Skip to contents

R wrapper for validation workflow with schematic. Because there is no validation-only service endpoint, we move metadata around twice (generating manifest from server and submitting back to server), so once schematic has a validation-only service endpoint that would be much more efficient. A dataset in this context is a folder, usually tagged with contentType = "dataset".

Usage

meta_qc_dataset(
  dataset_id,
  data_type = NULL,
  asset_view = "syn16787123",
  schema_url =
    "https://raw.githubusercontent.com/nf-osi/nf-metadata-dictionary/main/NF.jsonld",
  cleanup = TRUE,
  depth = 1L
)

Arguments

dataset_id

Id of folder that represents a dataset, not actual Synapse dataset entity – see details.

data_type

A specific data type to validate against, otherwise tries to infer based on annotations. See details.

asset_view

A reference view, defaults to the main NF portal fileview.

schema_url

Schema URL, points by default to 'latest' main NF schema, can change to use a specific released version.

cleanup

Whether to automatically remove reconstituted manifests once done. Default TRUE.

depth

How much deeper to go when there appears to be no files in the immediate scope.
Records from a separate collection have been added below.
PR #174, opened 2018-12-11
Adding test dependency

brawner:
One of the recently added tests depends on std_srvs. This updates the package.xml to include it.

### DIFF
--- a/rqt_py_common/package.xml
+++ b/rqt_py_common/package.xml
@@ -30,6 +30,7 @@
   <exec_depend>rosidl_default_runtime</exec_depend>
 
   <test_depend>ament_cmake_pytest</test_depend>
+  <test_depend>std_srvs</test_depend>
 
   <member_of_group>rosidl_interface_packages</member_of_group>
 


dirk-thomas:
Instead of adding this test dependency can you just check the content of the service definition in that package?

brawner:
@dirk-thomas You mean just checking in the method whether std_srvs.srv.SetBool is actually imported?

This came up because I did a ci build up to rqt_py_common and std_srvs wasn't built. 
https://ci.ros2.org/job/ci_linux/5859/console

```
def test_get_service_text_from_class(self):  # noqa: D102
02:25:17 1:         from rqt_py_common.message_helpers import get_service_text_from_class
02:25:17 1: >       from std_srvs.srv import SetBool
02:25:17 1: E       ModuleNotFoundError: No module named 'std_srvs'
```

dirk-thomas:
> You mean just checking in the method whether std_srvs.srv.SetBool is actually imported?

No, the current test checks the return value of `get_service_text_from_class` for the service `std_srvs/SetBool`: https://github.com/ros-visualization/rqt/blob/3f0f2054bbff23e88b1d24a00171014e238d8c45/rqt_py_common/test/test_rqt_message_helpers.py#L65-L72

I am suggesting to check the content of the service file present in the test folder of that package: https://github.com/ros-visualization/rqt/blob/3f0f2054bbff23e88b1d24a00171014e238d8c45/rqt_py_common/test/srv/AddTwoInts.srv That would avoid the need for an external dependency.

dirk-thomas:
Superseded by #175.

PR #303, opened 2026-07-14
DS-2703: Implement `ontario-search-result-item` component

muntalee:
## Summary
Creates the new `ontario-search-result-item` Stencil component to provide a reusable, semantic option for autocomplete and search suggestion results in the `ontario-search-box` component.

## Merge Notice
This PR should only be merged if [DS-2682](https://github.com/ongov/ontario-design-system/pull/322) and [DS-2683](https://github.com/ongov/ontario-design-system/pull/304) are merged in this PR.

## Changes
- New component: `ontario-search-result-item` with unit tests and documentation
- Support for optional label/description/href/value props
- Support for slotted custom content
- Proper ARIA semantics for listbox option role
- React wrapper exports
- Angular wrapper exports
- Modified `index.html` for developer preview


packages/ontario-design-system-component-library/src/components/ontario-search-result-item/test/ontario-search-result-item.spec.tsx
erincarrieresontario, line 1: This looks good, just a few more test cases to check for: 

- it('should not emit itemSelected when disabled')
- it('should render href when provided')
- it('should update aria-selected when selected changes')
Show more lines

packages/ontario-design-system-component-library/src/components/ontario-search-result-item/ontario-search-result-item.scss
```diff
@@ -0,0 +1,65 @@
...
+	cursor: default;
+	opacity: 0.65;
+}
+
+:host(:focus-visible) .ontario-search-result-item {
+	box-shadow: 0 0 0 globalFunctions.px-to-rem(4) colours.$ontario-colour-focus;
+	outline: globalFunctions.px-to-rem(4) solid transparent;
+}
+
+.ontario-search-result-item__content {
```
erincarrieresontario: Is this style needed?

packages/ontario-design-system-component-library/src/components/ontario-search-result-item/ontario-search-result-item.tsx
```diff
@@ -0,0 +1,221 @@
...
+	@Prop() language?: Language = 'en';
+
+	/**
+	 * Emitted when a non-disabled option is selected via click.
+	 */
+	@Event() itemSelected!: EventEmitter<{ label?: string; value?: string; href?: string }>;
+
+	@State() private hasDefaultSlot = false;
+
+	@Watch('active')
```
erincarrieresontario: One area worth revisiting is the use of @Watch handlers to imperatively update host attributes such as aria-selected and aria-disabled. Since these values are derived directly from component state/props, it may be cleaner and more maintainable to bind them on the <Host> element during render rather than mutating the DOM via setAttribute(). This keeps the rendered output as the single source of truth, reduces lifecycle complexity, and aligns more closely with typical Stencil patterns.

packages/ontario-design-system-component-library/src/components/ontario-search-result-item/ontario-search-result-item.tsx
```diff
@@ -0,0 +1,221 @@
...
+			</span>
+		);
+	}
+
+	render() {
+		const value = this.value || this.label;
+		const labelText = this.label || '';
+
+		return (
+			<Host class={this.getHostClassNames()} onClick={this.onSelect} data-value={value}>
```
erincarrieresontario: One potential concern is the interaction between the clickable host element and the optional href link. Clicking a linked result may trigger both the component's itemSelected event and the browser's navigation behaviour at the same time. It would be worth confirming that this is the intended behaviour and that consumers have an opportunity to handle the selection event before navigation occurs.

erincarrieresontario (changes requested):
Looks good @muntalee , just a few comments :)

packages/ontario-design-system-component-library/src/components/ontario-search-result-item/test/ontario-search-result-item.spec.tsx
```diff
@@ -0,0 +1,76 @@
...
+	it('should render description when provided', async () => {
+		const page = await render(
+			`<ontario-search-result-item label="Toronto" description="City in Ontario"></ontario-search-result-item>`,
+		);
+		await page.waitForChanges();
+
+		const description = (page.root as HTMLElement).shadowRoot?.querySelector(
+			'.ontario-search-result-item__description',
+		);
+		expect(description?.textContent).toContain('City in Ontario');
```
smorrisods: The string `City in Ontario` can be made a `const` and couple the input and the output to verify the test is working and maintainable.

There are other instances here where this can be done.

packages/ontario-design-system-component-library/src/components/ontario-search-result-item/ontario-search-result-item.scss
```diff
@@ -0,0 +1,65 @@
...
+.ontario-search-result-item__match {
+	font-weight: fontWeights.$ontario-font-weights-normal;
+}
+
+.ontario-search-result-item__completion {
+	font-weight: fontWeights.$ontario-font-weights-bold;
+}
+
+.ontario-search-result-item__description {
+	line-height: 1.35;
```
smorrisods: Let's name this magic number, or if it matches a default value let's use that instead.

packages/ontario-design-system-component-library/src/components/ontario-search-result-item/ontario-search-result-item.tsx
```diff
@@ -0,0 +1,221 @@
...
+	 * Optional highlight parts used to style input-matched text and completion text.
+	 * When provided, this takes precedence over default label rendering.
+	 */
+	@Prop() highlightParts?: Array<{ text: string; isInputMatch: boolean }>;
+
+	/**
+	 * Optional bold ranges over the label string for completion emphasis.
+	 * Used when highlightParts is not provided.
+	 */
+	@Prop() boldRanges?: Array<{ start: number; end: number }>;
```
smorrisods: As per the architectural redesign these aren't needed anymore and should be restructured into `segments`.

packages/ontario-design-system-component-library/src/components/ontario-search-result-item/ontario-search-result-item.tsx
```diff
@@ -0,0 +1,221 @@
...
+	}
+
+	componentDidLoad() {
+		const slotElement = this.element.shadowRoot?.querySelector('slot');
+		if (slotElement) {
+			this.syncSlotState(slotElement as HTMLSlotElement);
+		}
+	}
+
+	private syncSlotState(slotElement: HTMLSlotElement) {
```
smorrisods, line 83: These methods are missing JSDocs, we should add them.

packages/ontario-design-system-component-library/src/components/ontario-search-result-item/ontario-search-result-item.tsx
```diff
@@ -0,0 +1,221 @@
...
+			'ontario-search-result-item',
+			this.active && 'ontario-search-result-item--active',
+			this.selected && 'ontario-search-result-item--selected',
+			this.disabled && 'ontario-search-result-item--disabled',
+		]
+			.filter(Boolean)
+			.join(' ');
+	}
+
+	private getResolvedHighlightParts(label: string): Array<{ text: string; isInputMatch: boolean }> {
```
smorrisods: This method will probably be replaced when the changes for segments are implemented.

packages/ontario-design-system-component-library/src/components/ontario-search-result-item/readme.md
```diff
@@ -0,0 +1,66 @@
...
+```html
+<ontario-search-result-item value="Toronto">
+	<div>
+		<strong>Toronto</strong>
+		<p>Population: 2.9M</p>
+	</div>
+</ontario-search-result-item>
+```
+
+<!-- Auto Generated Below -->
```
smorrisods, line 70: There's nothing autogenerated here! The build should be run so the readme updates.

packages/ontario-design-system-component-library/src/components/ontario-search-result-item/readme.md
```diff
@@ -0,0 +1,66 @@
+import { OntarioSearchResultItem } from '@ongov/ontario-design-system-component-library-react';
+import Tabs from '@theme/Tabs';
+import TabItem from '@theme/TabItem';
+
+# ontario-search-result-item
+
+Use `ontario-search-result-item` to render a semantic option row for search suggestions.
```
smorrisods, line 7: The beginning of this readme is missing the usual fanfare of referencing the guidance for the component it is part of.

smorrisods (changes requested):
Good work, @muntalee.  I've added some comment around consistency and refactoring.

packages/ontario-design-system-component-library/src/components/ontario-search-result-item/test/ontario-search-result-item.spec.tsx
muntalee: Added the missing test coverage in c88de32f so that disabled selection, href rendering, and aria-selected updates are all explicitly validated.

packages/ontario-design-system-component-library/src/components/ontario-search-result-item/ontario-search-result-item.scss
muntalee: Kept the focus outline rule and documented why in ca64b8b4. The outline is there to preserve a visible keyboard focus state, especially in high-contrast scenarios where the shadow alone is not enough.

packages/ontario-design-system-component-library/src/components/ontario-search-result-item/ontario-search-result-item.tsx
muntalee: Refactored that logic in 858d367e so aria-selected and aria-disabled are now derived directly in render instead of being set imperatively through watchers. That makes the host state easier to reason about and keeps the markup consistent with component props.

packages/ontario-design-system-component-library/src/components/ontario-search-result-item/ontario-search-result-item.tsx
muntalee: Adjusted the click handling in 858d367e so the link and host no longer compete. The link now stops propagation before selection logic runs, which keeps navigation and itemSelected emission from firing twice.

packages/ontario-design-system-component-library/src/components/ontario-search-result-item/test/ontario-search-result-item.spec.tsx
muntalee: Cleaned up the test data in c88de32f by pulling the repeated strings into shared constants. That keeps the assertion tied to the input value and makes the tests easier to maintain when the sample text changes.

packages/ontario-design-system-component-library/src/components/ontario-search-result-item/ontario-search-result-item.scss
muntalee: Named the description line-height in 858d367e by moving the value into a SCSS variable. That removes the hard-coded number and makes the styling intent clearer.

packages/ontario-design-system-component-library/src/components/ontario-search-result-item/ontario-search-result-item.tsx
muntalee: Updated the component API in 858d367e to use segments instead of highlightParts and boldRanges. The render path now consumes the new segment shape directly, which matches the autocomplete branch design.

packages/ontario-design-system-component-library/src/components/ontario-search-result-item/ontario-search-result-item.tsx
muntalee: Added JSDoc to the slot and rendering helpers in 858d367e

packages/ontario-design-system-component-library/src/components/ontario-search-result-item/ontario-search-result-item.tsx
muntalee: Replaced the old highlight resolver in 858d367e with the segments-based implementation, so the component now follows the new highlighting model end to end.

packages/ontario-design-system-component-library/src/components/ontario-search-result-item/readme.md
muntalee: Woops, Regenerated the component docs in ca64b8b4

packages/ontario-design-system-component-library/src/components/ontario-search-result-item/readme.md
muntalee: Fixed the README introduction in 8a8dbc07 by adding the component guidance reference.

packages/ontario-design-system-component-library/src/components/ontario-search-result-item/ontario-search-result-item.tsx
```diff
@@ -0,0 +1,217 @@
...
+		if (slotElement) {
+			this.syncSlotState(slotElement as HTMLSlotElement);
+		}
+	}
+
+	/**
+	 * Synchronise whether fallback text should render based on assigned slot nodes.
+	 */
+	private syncSlotState(slotElement: HTMLSlotElement) {
+		this.hasDefaultSlot = !!slotElement.assignedNodes({ flatten: true }).length;
```
erincarrieresontario: Consider using assignedElements() instead of assignedNodes() if the goal is to detect actual slotted content. Because assignedNodes() may treat whitespace text nodes as content I belieev

packages/ontario-design-system-component-library/src/components/ontario-search-result-item/ontario-search-result-item.tsx
```diff
@@ -0,0 +1,217 @@
...
+		const labelText = this.label || '';
+		const isSelected = !!(this.active || this.selected);
+		const isDisabled = !!this.disabled;
+
+		return (
+			<Host
+				role="option"
+				tabIndex={-1}
+				aria-selected={String(isSelected)}
+				aria-disabled={String(isDisabled)}
```
erincarrieresontario: It might be more readable to do something like this: 

aria-selected={isSelected ? 'true' : 'false'}
aria-disabled={isDisabled ? 'true' : 'false'}

erincarrieresontario (approved):
Looks great @muntalee , just a few comments :)

packages/ontario-design-system-component-library/src/components/ontario-search-result-item/ontario-search-result-item.tsx
muntalee: Good catch! Switched to `assignedElements()` so whitespace-only text nodes between tags don't falsely trigger `hasDefaultSlot` in dc7fc2e.

packages/ontario-design-system-component-library/src/components/ontario-search-result-item/ontario-search-result-item.tsx
muntalee: Love that, changed it in dc7fc2e.

packages/ontario-design-system-component-library/src/components/ontario-search-result-item/ontario-search-result-item.scss
```diff
@@ -0,0 +1,64 @@
...
+	cursor: pointer;
+}
+
+.ontario-search-result-item--active,
+.ontario-search-result-item--selected {
+	background-color: colours.$ontario-colour-button-tertiary--hover;
+}
+
+.ontario-search-result-item--selected {
+	box-shadow: 0 0 0 globalFunctions.px-to-rem(4) colours.$ontario-colour-focus inset;
```
smorrisods: `globalFunctions.px-to-rem(4)` shows up three times here for the focus ring width. If that value ever needs to change, it's easy to update two of the three and miss one. Let's pull it into a `$search-result-item-focus-ring-width` (or similar) `scss` variable once and reference it in all three spots.

packages/ontario-design-system-component-library/src/components/ontario-search-result-item/ontario-search-result-item.tsx
```diff
@@ -0,0 +1,217 @@
...
+
+	/**
+	 * Emit a selection event when interaction is allowed.
+	 */
+	private emitSelection() {
+		if (this.disabled) return;
+
+		this.itemSelected.emit({
+			label: this.label,
+			value: this.value || this.label,
```
smorrisods: We compute `this.value || this.label` in both `emitSelection()` and `render()`. Let's pull this into a small private getter (e.g. `private get resolvedValue()`) so the fallback logic only lives in one place — if the precedence ever changes we won't have to remember both spots.

packages/ontario-design-system-component-library/src/components/ontario-search-result-item/ontario-search-result-item.tsx
```diff
@@ -0,0 +1,217 @@
...
+	 * Optional language prop to align with component API conventions.
+	 */
+	@Prop() language?: Language = 'en';
+
+	/**
+	 * Emitted when a non-disabled option is selected via click.
+	 */
+	@Event() itemSelected!: EventEmitter<{ label?: string; value?: string; href?: string }>;
+
+	@State() private hasDefaultSlot = false;
```
smorrisods, line 71: No JSDoc on `@State() private hasDefaultSlot`. Let's add one describing what it tracks (whether the default slot has projected content) — even private/internal state benefits from a one-liner for the next person reading this.

smorrisods (changes requested):
Nice work on this one — the component is clean and well tested. A few small notes: a repeated magic value in the scss, a small duplicated fallback in the tsx, and one missing JSDoc on internal state.

---
🤖 Beep boop, this is what Scott would say if Scott were 40% more caffeinated and 100% synthetic.

packages/ontario-design-system-component-library/src/components/ontario-search-result-item/ontario-search-result-item.scss
muntalee: Gotchu, pulled the `4px` value into `$search-result-item-focus-ring-width` and replaced all three occurrences in dd777c6.

packages/ontario-design-system-component-library/src/components/ontario-search-result-item/ontario-search-result-item.tsx
muntalee: Added a `private get resolvedValue()` getter and replaced both `this.value || this.label` usages with it in dd777c6.

packages/ontario-design-system-component-library/src/components/ontario-search-result-item/ontario-search-result-item.tsx
muntalee: Added a one-liner: `/** Whether the default slot has any projected element content. */`
\
dd777c6

smorrisods (approved):
LGTM 🚀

Defaults to 1L.

Value

List of structure list(result = result, notes = notes), where result indicates passing or NA if no data or if couldn't be validated for other reasons.

Details

Note that we prefer to wrap the schematic web API over a local installation because:

  • Will not require user to go through local schematic setup for this to be functional

  • API more likely reflects an up-to-date version of schematic and consistent with current DCA deployment

When data_type can't be inferred based on annotations, this is treated as a fail.

Status: alpha and likely to change based on changes in schematic.